They hunted. They murdered. Their faces were dirty, their skin was cracked. They wore tattered clothing. They walked easily along hot and cold earth with bare feet. Their tangled hair hung in strings and often went unwashed for days on end. They were truly the unsung heroes of their time.

One woman stood up and out among the rest of the female Palambarans. Her name was Aspena, which, in their dialect, meant "wolf". She was agile and devious. Her long golden hair traveled down her back in soft waves. Her face was perhaps the most dirty of them all, although gruesomely handsome. Her wide, almond eyes held a trace of apathy for the well-being of her enemy. Her battle cry was heartbreakingly patriotic.

In the day she performed all the mundane tasks that were expected of her. She traveled along the Apuche-kina, which, in their dialect, meant "the tears of angels", keeping a keen eye for sizable fish and other sea creatures for the warriors' evening meal. When she spotted one, she quickly stabbed it with her wooden spear. The blood of the dead animal would taint the peaceful stream. It was as if the flow of the water stopped to mourn over the death of a monument. The warrior did not notice and turned on her heel.

She delivered the seafood in a woven basket or carried it in her arms when she lacked one. The men and women were often impressed at the amount she returned with. No one in the camp went hungry.

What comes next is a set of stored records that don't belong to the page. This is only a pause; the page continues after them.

PR #1400, opened 2023-03-03
did the task

vanyachyzh:
[DEMO LINK](https://vanyachyzh.github.io/react_movies-list-filter/)

### DIFF
--- a/src/components/MoviesList/MoviesList.tsx
+++ b/src/components/MoviesList/MoviesList.tsx
@@ -8,11 +8,12 @@ interface Props {
 }
 
 const filtered = (moviesList: Movie[], query: string) => {
-  return moviesList.filter(e => {
-    const lowerTitle = e.title.toLocaleLowerCase();
+  return moviesList.filter(movie => {
+    const lowerDesc = movie.description.toLocaleLowerCase();
+    const lowerTitle = movie.title.toLocaleLowerCase();
     const lowerQuery = query.toLocaleLowerCase();
 
-    return lowerTitle.includes(lowerQuery);
+    return lowerTitle.includes(lowerQuery) || lowerDesc.includes(lowerQuery);
   });
 };
 
--- a/src/components/MoviesList/MoviesList.tsx
+++ b/src/components/MoviesList/MoviesList.tsx
@@ -4,12 +4,28 @@ import { MovieCard } from '../MovieCard';
 
 interface Props {
   movies: Movie[];
+  selectedMovies: string;
 }
 
-export const MoviesList: React.FC<Props> = ({ movies }) => (
-  <div className="movies">
-    {movies.map(movie => (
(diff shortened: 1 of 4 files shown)


src/components/MoviesList/MoviesList.tsx
```diff
@@ -4,12 +4,28 @@ import { MovieCard } from '../MovieCard';
...
+
+  return (
+    <div className="movies">
+      {selectedMovies
+        ? filtered(movies).map(movie => (
+          <MovieCard key={movie.imdbId} movie={movie} />
+        ))
+        : movies.map(movie => (
+          <MovieCard key={movie.imdbId} movie={movie} />
+        ))}
```
IvanFesenko, line 28: Refactor. Create visibleMovies variable and use it for render. If query is not empty it will be equal movies or filtered movies if query is not empty

src/components/Search/Search.tsx
```diff
@@ -0,0 +1,33 @@
...
+      <label htmlFor="search-query" className="label">
+        Search movie
+      </label>
+
+      <div className="control">
+        <input
+          value={selectedMovies}
+          onChange={(e) => {
+            changeMovies(e.target.value);
+          }}
```
IvanFesenko, line 24: create separete handle as was mentioned above

IvanFesenko (changes requested):
Check my comments

src/components/MoviesList/MoviesList.tsx
```diff
@@ -4,12 +4,26 @@ import { MovieCard } from '../MovieCard';
...
 
-export const MoviesList: React.FC<Props> = ({ movies }) => (
-  <div className="movies">
-    {movies.map(movie => (
-      <MovieCard key={movie.imdbId} movie={movie} />
-    ))}
-  </div>
-);
+const filtered = (moviesList: Movie[], query: string) => {
+  return moviesList.filter(e => {
```
VitaliyBondarenko1982, line 11:
```suggestion
  return moviesList.filter(movie=> {
```

VitaliyBondarenko1982: it is not event. better to name movie

src/components/MoviesList/MoviesList.tsx
```diff
@@ -4,12 +4,26 @@ import { MovieCard } from '../MovieCard';
...
+    const lowerTitle = e.title.toLocaleLowerCase();
+    const lowerQuery = query.toLocaleLowerCase();
+
+    return lowerTitle.includes(lowerQuery);
```
VitaliyBondarenko1982, line 15: also should be checking description
Screenshot from 2023-03-03 19-14-43

VitaliyBondarenko1982 (changes requested):

etojeDenys (approved):
LGTM

PR #1403, opened 2023-03-06
solution

NadiiaKotliar:
[DEMO LINK](https://NadiiaKotliar.github.io/react_movies-list-filter/)

### DIFF
--- a/src/App.tsx
+++ b/src/App.tsx
@@ -1,9 +1,15 @@
-import React from 'react';
+import React, { useState } from 'react';
 import './App.scss';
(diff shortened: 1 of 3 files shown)


src/App.tsx
```diff
@@ -20,12 +26,15 @@ export const App: React.FC = () => {
                 id="search-query"
                 className="input"
                 placeholder="Type search word"
+                onChange={(event) => {
```
TarasHoliuk, line 29: It's better to move it to a separate function
Just FYI (take it into account in the future)

TarasHoliuk (approved):

PR #1413, opened 2023-03-09
result

novak-k:
[DEMO LINK](https://novak-k.github.io/react_movies-list-filter/)

### DIFF
--- a/src/App.tsx
+++ b/src/App.tsx
@@ -1,9 +1,37 @@
-import React from 'react';
+import React, { useState } from 'react';
 import './App.scss';
 import { MoviesList } from './components/MoviesList';
 import moviesFromServer from './api/movies.json';
 
+type State = string;
+
+type Movies = {
+  title: string,
+  description: string,
+  imgUrl: string,
+  imdbUrl: string,
+  imdbId: string
+};
+
+export function getFilteredMovies(movies: Movies[], filter: string) {
+  const visibleMovies = [...movies];
+
+  return visibleMovies.filter(movie => movie.title
+    .toLowerCase()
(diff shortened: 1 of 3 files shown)


src/App.tsx
```diff
@@ -1,9 +1,37 @@
...
+};
+
+export function getFilteredMovies(movies: Movies[], filter: string) {
+  const visibleMovies = [...movies];
+
+  return visibleMovies.filter(movie => movie.title
+    .toLowerCase()
+    .includes(filter.toLowerCase().trim())
+    || movie.description.toLowerCase().includes(filter.toLowerCase().trim()));
+}
```
Viktor-Kost, line 23: filter is not mutable method
```suggestion
export function getFilteredMovies(movies: Movies[], filter: string) {
  return movies.filter(movie => movie.title
    .toLowerCase()
    .includes(filter.toLowerCase().trim())
    || movie.description.toLowerCase().includes(filter.toLowerCase().trim()));
}
```

src/App.tsx
```diff
@@ -1,9 +1,37 @@
...
+
 export const App: React.FC = () => {
+  const [movieListState, setMovieListState] = useState<State>('');
```
Viktor-Kost, line 26: `movieListState` isn't a meaningful name. It's a filter. So name like "filter", "query" or something

Viktor-Kost (changes requested):
Nice

Need some improvements

src/App.tsx
novak-k: okay

AlisaVlasova (approved):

In the night, after a brief rest, she turned to the woods and hunted small animals for the morning meal. She would occasionally kill them with her bare hands if she was feeling savage enough.

One of the fairer warriors, a woman named Ishuni (which, in their dialect, meant "princess"), approached Aspena one morning upon her return to the camp. Ishuni was a woman with a creative mind and sharp tongue, a fiery red-head that abandoned her life as a priestess' daughter and joined the camp in hopes of becoming an accomplished warrior like Aspena.

Ishuni was up early, awaiting Aspena's return. She had bathed in the Apuche-kina while the others were still sleeping or were drowsily rubbing their eyes. She spotted Aspena trailing back to the camp victoriously as the sun peeked through the trees.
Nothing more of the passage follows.